Linear Algebra: Invertibility

What is Invertibility? What does that have to do with a matrix’s columns and shape?

• For a matrix to be invertible, it must represent a bijective transformation. In other words, for every vector in its codomain, there must be exactly one input vector that maps to it.

• The concept of range is relevant here, since, as its name suggests, the range $R(A)$ of a matrix $A$ is the set of vectors in the codomain that the matrix maps some input vector $\vec x$ to.

• So, for a matrix to be invertible, we want:

  • its range to be exactly equal to its codomain
  • every vector in the codomain must correspond to only one input vector $\vec x$ .
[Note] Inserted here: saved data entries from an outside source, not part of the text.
PR #983, opened 2026-08-25
feat: explicit-only language-switch mode — per-agent toggle where the judge switches only on an explicit caller request

puneet-bolna:
Description:

What

A new opt-in mode for the LLM language switch. When an agent has tools_config["language_switch_explicit_only"] set (per-agent toggle from the dashboard's multilingual config), the switch judge runs a different prompt whose contract is: switch only when the caller explicitly requests, selects, or confirms a language — the language they happen to be speaking never triggers a switch.

Default is off. With the toggle absent, nothing changes — the ambient judge, its prompt, and every gate run exactly as today.

Why

Some customers ask the caller for a language preference in their own flow (or operate in high code-mixing environments) and want deterministic switching: only on "Hindi please" / "can you speak English?" / a "yes" to the agent's own language question — never because the caller uttered a sentence in another language.

How

New prompt pair (bolna/prompts.py): EXPLICIT_LANGUAGE_SWITCH_SYSTEM_PROMPT — an 18-rule controller prompt covering direct requests, capability questions, agent-prompted selection (one-word answers, ordinals, yes/no confirmations), corrections, rejections, mentions/quotes/hypotheticals, unsupported and already-active requests — plus EXPLICIT_LANGUAGE_SWITCH_TURN_PROMPT. The system block keeps the same cache_control treatment as the ambient prompt.

One new input: last_agent_turn. The explicit prompt interprets the caller's reply in the context of the agent's immediately-preceding line ("Would you prefer Hindi or Telugu?" → "Telugu." switches). Sourced from a new ConversationHistory.last_assistant_content() (skips tool rows). The explicit mode reads this instead of the ambient prompt's RECENT TURNS drift history.

Gate semantics in explicit mode: the judge's authorization is the gate. The detection-confidence gates (confidence/corroboration, substance/short-audio, rule-3a alphanumeric veto) are bypassed — they exist to filter noisy ambient detections and would veto legitimate one-word answers like "Telugu." The structural gates are kept: hangup/teardown re-check, target-in-labels, target-has-a-synth-voice, concurrent-switch — those are physical-capability checks, not detection checks.

Telemetry: lid_detection_events records now carry the explicit judge's request_status (switch|already_active|unsupported|ambiguous|no_request) and request_source (direct_request|specific_capability_question|agent_prompted_selection|none); None on ambient decisions.

Not changed

The ambient path is untouched code, not a re-tested equivalent: all 94 pre-existing LID tests pass without a single assertion edited. Speculation, playback gate, idle-flush watcher, switch mechanics, and the language directive are shared unchanged by both modes.

Tests

tests/test_language_switch_explicit.py (14):

prompt selection per mode; last_agent_turn present in explicit / absent in ambient; (none) marker; empty-LIVE stays "" in explicit (ambient keeps its idle-flush marker)
the three canonical examples end-to-end through decide(): speaks-Hindi-no-request → stay; one-word "Telugu." after the agent's question → switch; "yes" to two offered languages → ambiguous/stay
task_manager: explicit switch proceeds past evidence that gates ambient mode (0.3s low-prob segment, self-confidence 0.2); same evidence in ambient mode → gated:low_confidence; unsupported target and missing synth voice still block in explicit mode; telemetry fields recorded

Test-harness hardening: five existing suites build TaskManager stand-ins from MagicMock, whose auto-created lid_explicit_only is truthy — they'd have silently taken the new branch. Set False in the shared conftest factory + 3 files.

Full suite: 1186 passed, 1 skipped. ruff check + format clean.

Config contract

tools_config["language_switch_explicit_only"]: bool — set per call by dashboard-backend from multilingual_config.explicit_switch_only (companion PR). Only read when llm_language_switch is enabled.

### DIFF
--- a/bolna/agent_manager/task_manager.py
+++ b/bolna/agent_manager/task_manager.py
@@ -618,7 +618,6 @@ class TaskManager(BaseManager):
         # Dedicated LLM that decides language switches from the unbiased detector
         # transcript. Set up in __setup_transcriber only for gated multilingual agents.
         self.language_switcher = None
-        self.lid_explicit_only = False
         # Serializes switch decisions so overlapping turns can't interleave two
         # switch+follow-up sequences. Background-only: the caller-facing pipeline
         # (ASR -> main LLM -> TTS) never waits on this lock.
@@ -1622,16 +1621,15 @@ class TaskManager(BaseManager):
                         lid_config["sarvam_model"] = lid_model
                     switch_enabled = self.__language_switch_enabled()
                     if switch_enabled:
-                        # Per-agent toggle: judge switches only on an explicit request/selection.
-                        self.lid_explicit_only = bool(
-                            self.task_config.get("tools_config", {}).get("language_switch_explicit_only")
-                        )
                         # language_switch_llm (from the azure flag) overrides the model; absent → default.
                         self.language_switcher = LanguageSwitcher(
                             available_labels=list(transcribers.keys()),
                             run_id=self.run_id,
                             model=self.task_config.get("tools_config", {}).get("language_switch_llm"),
-                            explicit_only=self.lid_explicit_only,
+                            # Per-agent toggle: judge switches only on an explicit request/selection.
+                            explicit_only=bool(
+                                self.task_config.get("tools_config", {}).get("language_switch_explicit_only")
+                            ),
                         )
                         self.language_switcher.prewarm()  # pay the TLS handshake now
 
@@ -5568,13 +5566,15 @@ class TaskManager(BaseManager):
         if events is None or any(e.get("type") == "lid_usage" for e in events):
             return
         switcher = self.language_switcher
-        detector_seconds = pool.lid_audio_seconds() if hasattr(pool, "lid_audio_seconds") else None
+        detector_seconds = pool.lid_audio_seconds()
         if switcher is None and not detector_seconds:
             return
         record = {"type": "lid_usage", "ts": time.time(), "detector_audio_seconds": detector_seconds}
         if switcher is not None:
             record.update(
                 {
+                    # Every model that answered this call — the runtime fallback can swap mid-call.
+                    "judge_models": switcher.models_used or [switcher.model],
                     "judge_model": switcher.model,
                     "judge_requests": switcher.usage_totals.get("requests", 0),
                     "judge_input_tokens": switcher.usage_totals.get("input_tokens", 0),
@@ -5867,6 +5867,7 @@ class TaskManager(BaseManager):
         spec_agent_type = self.task_config["tools_config"]["llm_agent"].get("agent_type", "simple_llm_agent")
         if (
             spec_agent_type == "simple_llm_agent"
+            and not self.language_switcher.explicit_only
             and detected_lang
             and detected_lang != active
             and detected_lang in labels
@@ -5930,7 +5931,7 @@ class TaskManager(BaseManager):
                     detector_transcript,
                     active_transcript,
                     active,
-                    recent_turns=self.__recent_detected_turns(pool),
+                    recent_turns=None if self.language_switcher.explicit_only else self.__recent_detected_turns(pool),
                     last_agent_turn=self.conversation_history.last_assistant_content(),
                 ),
                 timeout=decide_timeout_s,
@@ -6008,14 +6009,20 @@ class TaskManager(BaseManager):
                     None,
                 )
             )
-        # Explicit-only mode: the judge's own authorization IS the gate — its prompt only
-        # ever targets an explicit request, so the ambient detection gates below would veto
-        # legitimate requests (a one-word "Telugu." answer fails every one of them).
-        if self.lid_explicit_only:
+        # Explicit-only mode: a switch is authorized iff the judge returned a consistent
+        # explicit verdict (request_status="switch" AND explicit_request) — the ambient
+        # detection gates below grade evidence the explicit contract does not produce.
+        if self.language_switcher.explicit_only:
+            if decision.get("request_status") != "switch" or not decision.get("explicit_request"):
+                logger.info(
+                    f"LanguageSwitcher: explicit-only mode — target '{target}' without an explicit verdict "
+                    f"(status={decision.get('request_status')}, explicit={decision.get('explicit_request')}) — no switch"
+                )
+                emit_lid_decision("gated:not_explicit")
+                return
             logger.info(
                 f"LanguageSwitcher: explicit-only mode — switch to '{target}' authorized "
-                f"(status={decision.get('request_status')}, source={decision.get('request_source')}, "
-                f"conf={target_conf}); detection gates bypassed"
+                f"(status=switch, source={decision.get('request_source')}, conf={target_conf})"
             )
         else:
             # Corroboration: when the detector independently agrees on the target, accept a lower LLM
--- a/bolna/agent_manager/task_manager.py
+++ b/bolna/agent_manager/task_manager.py
@@ -210,6 +210,9 @@ def build_lid_decision_record(
         "target_language": dec.get("target_language"),
         "target_confidence": dec.get("target_confidence"),
         "explicit_request": dec.get("explicit_request"),
+        # Explicit-only judge fields; None on the ambient prompt.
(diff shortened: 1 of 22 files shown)


bolna/agent_manager/task_manager.py
```diff
@@ -5959,53 +5995,63 @@ def as_float(value):
...
-        # them), so a one-token "okay" could lend its 1.0 token-share purity to a whole Hindi turn.
-        corroborated = self.__detector_corroborates(detector_segments, target)
-        effective_min_conf = min_conf
-        if corroborated:
-            effective_min_conf = float(os.getenv("LANGUAGE_SWITCH_CORROBORATED_MIN_CONFIDENCE", "0.55"))
-        if target_conf is None or target_conf < effective_min_conf:
+        # Explicit-only mode: the judge's own authorization IS the gate — its prompt only
+        # ever targets an explicit request, so the ambient detection gates below would veto
+        # legitimate requests (a one-word "Telugu." answer fails every one of them).
+        if self.lid_explicit_only:
```
san0808: Blocking: explicit mode needs to check the judge's verdict, not just that a target came back.

Verified on this branch: a decision of `{"target_language": "hi", "request_status": "ambiguous", "explicit_request": false, "target_confidence": 0.0}` switches, and logs itself as `authorized (status=ambiguous, source=none, conf=0.0)`. Rule 18 of the prompt is the only thing that prevents that shape, and this is the one mode where every drift backstop is off.

```python
if self.lid_explicit_only:
    if decision.get("request_status") != "switch" or not decision.get("explicit_request"):
        emit_lid_decision("gated:not_explicit")
        return
```

It also gives contract violations their own outcome instead of recording them as clean switches.

bolna/agent_manager/task_manager.py
```diff
@@ -1618,11 +1622,16 @@ def __setup_transcriber(self):
                         lid_config["sarvam_model"] = lid_model
                     switch_enabled = self.__language_switch_enabled()
                     if switch_enabled:
+                        # Per-agent toggle: judge switches only on an explicit request/selection.
+                        self.lid_explicit_only = bool(
```
san0808: Speculation and the playback gate fire on the wrong turns in this mode.

`__detector_language_mismatch` and the `spec_task` block in `__run_language_switch` both key off `detected_lang != active`. On the flows this feature exists for the caller answers in the active language: the prompt's own canonical examples give `detected_language: "en"` for `"Telugu."` answering an English question, and for a `"Yes."` confirmation. So on the turns that actually switch neither the gate nor the speculation fires, and the English reply starts and then gets truncated mid sentence. On foreign turns with no request both fire and the result is always discarded.

`and not self.lid_explicit_only` on the spec condition is the cheap half. The truncation on selection turns is not something the gate can fix, so it is worth hearing on a test call before this reaches a customer.

bolna/agent_manager/task_manager.py
```diff
@@ -5537,8 +5546,31 @@ def __snapshot_lid_events(self) -> list:
                 record()
             except Exception as e:
                 logger.warning(f"detector_health record failed: {e}")
+        self.__record_lid_usage(pool)
         return list(getattr(pool, "lid_detection_events", []))
 
+    def __record_lid_usage(self, pool) -> None:
```
san0808, line 5563: This, plus `bytes_fed` / `audio_seconds_fed`, `usage_totals`, the `ret_metadata` change and `test_lid_usage_tracking.py`, is a separate feature from explicit-only switching and is not in the PR description.

Blast radius is contained (`LanguageSwitcher` is the only thing that constructs a `LiteLLM`, so the aux hangup and voicemail paths on `OpenAiLLM` are untouched), so this is a scope call rather than a risk one. It still belongs in its own PR.

bolna/helpers/language_switcher.py
```diff
@@ -112,25 +122,38 @@ def _system_message(self):
...
+        system_text = EXPLICIT_LANGUAGE_SWITCH_SYSTEM_PROMPT if self.explicit_only else LANGUAGE_SWITCH_SYSTEM_PROMPT
+        block = {"type": "text", "text": system_text}
         cacheable = self.model.startswith(("anthropic/", "claude")) or (
             self.model.startswith("bedrock/") and "claude" in self.model
         )
         if cacheable:
             block["cache_control"] = {"type": "ephemeral"}
         return {"role": "system", "content": [block]}
 
+    def _tally_usage(self, usage):
```
san0808, line 135: Three gaps in the spend numbers this feeds:

- `_note_failure` can swap `self.model` mid call, so `judge_model` names the fallback while the tokens are summed across both models.
- Under hedging the losing attempt is cancelled in the `finally`. If it dies before reaching here, tokens the provider already billed go uncounted.
- The early return on empty usage means `judge_requests` counts usage-bearing responses, not requests. `test_missing_usage_logs_none_not_crash` asserts `requests == 0` for a decide that did happen. Either count in `attempt()` or rename the field.

bolna/agent_manager/task_manager.py
```diff
@@ -615,6 +618,7 @@ def __init__(
         # Dedicated LLM that decides language switches from the unbiased detector
         # transcript. Set up in __setup_transcriber only for gated multilingual agents.
         self.language_switcher = None
+        self.lid_explicit_only = False
```
san0808: `self.lid_explicit_only` and `self.language_switcher.explicit_only` are the same bit stored twice. The gate in `__run_language_switch` only runs when a switcher exists, so reading `self.language_switcher.explicit_only` there drops this attribute.

bolna/lid/sarvam.py
```diff
@@ -52,6 +52,7 @@ def __init__(self, on_language, config):
             self._encoding = "linear16"
             self._input_sr = self._sr
         self._resample_state = None
+        self.input_bytes_per_second = 8000 if self._encoding == "mulaw" else 2 * self._input_sr
```
san0808: The same expression is copy-pasted into `soniox.py`, and both hardcode 8000 where `_input_sr` is already 8000 on the line above (mulaw is one byte per sample). A backend that forgets this line reports 0.0 seconds silently rather than failing. Worth computing in `LIDBackend` from the encoding and rate the subclass already sets.

bolna/agent_manager/task_manager.py
```diff
@@ -5537,8 +5546,31 @@ def __snapshot_lid_events(self) -> list:
...
+        self.__record_lid_usage(pool)
         return list(getattr(pool, "lid_detection_events", []))
 
+    def __record_lid_usage(self, pool) -> None:
+        """One per-call spend record in lid_detection_events: judge tokens + detector audio seconds."""
+        events = getattr(pool, "lid_detection_events", None)
+        if events is None or any(e.get("type") == "lid_usage" for e in events):
+            return
+        switcher = self.language_switcher
+        detector_seconds = pool.lid_audio_seconds() if hasattr(pool, "lid_audio_seconds") else None
```
san0808: Minor, collected in one place:

- The `hasattr` guard is dead here. The function has already returned unless `pool` is a real `TranscriberPool`.
- `recent_turns=self.__recent_detected_turns(pool)` is still computed and passed to `decide()` in explicit mode, where it is ignored.
- The explicit-only comment in `__run_language_switch` argues from a specific case ("a one-word 'Telugu.' answer fails every one of them") where stating the rule would do.

bolna/lid/sarvam.py
puneet-bolna: done

bolna/agent_manager/task_manager.py

bolna/helpers/language_switcher.py
puneet-bolna: done

bolna/agent_manager/task_manager.py

san0808: Speculation half confirmed. The other half is still open: `__detector_language_mismatch` and `__arm_lid_playback_gate` are unchanged, so a foreign turn with no request still holds the reply audio for a decide that in this mode always stays. The gate self-releases once generation lands, so the cost is small, and the truncation on a selection turn is not something the gate can fix either way. Leaving this open until it has been heard on a test call.

san0808 (approved):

• In more "practical" terms, we should think of a matrix's range as the span of its columns. With this lens, we can say that, for an $m \times n$ matrix $A$ to be invertible:

  1. its columns should span $\mathbb{R}^m$ .
  2. its columns should form a linearly independent set of vectors.

For the first condition to be true, we need the matrix to have at least $m$ columns.

For the second condition to be true, given that each column of A is a vector in $\mathbb{R}^m$ , for all columns to form a linearly independent set, there cannot be more than $m$ columns.

• Therefore, for conditions 1. and 2. to be true, the matrix must have exactly $m$ columns; equal to the number of rows.

• This means that for matrix $A$ to be invertible, it must be a square matrix.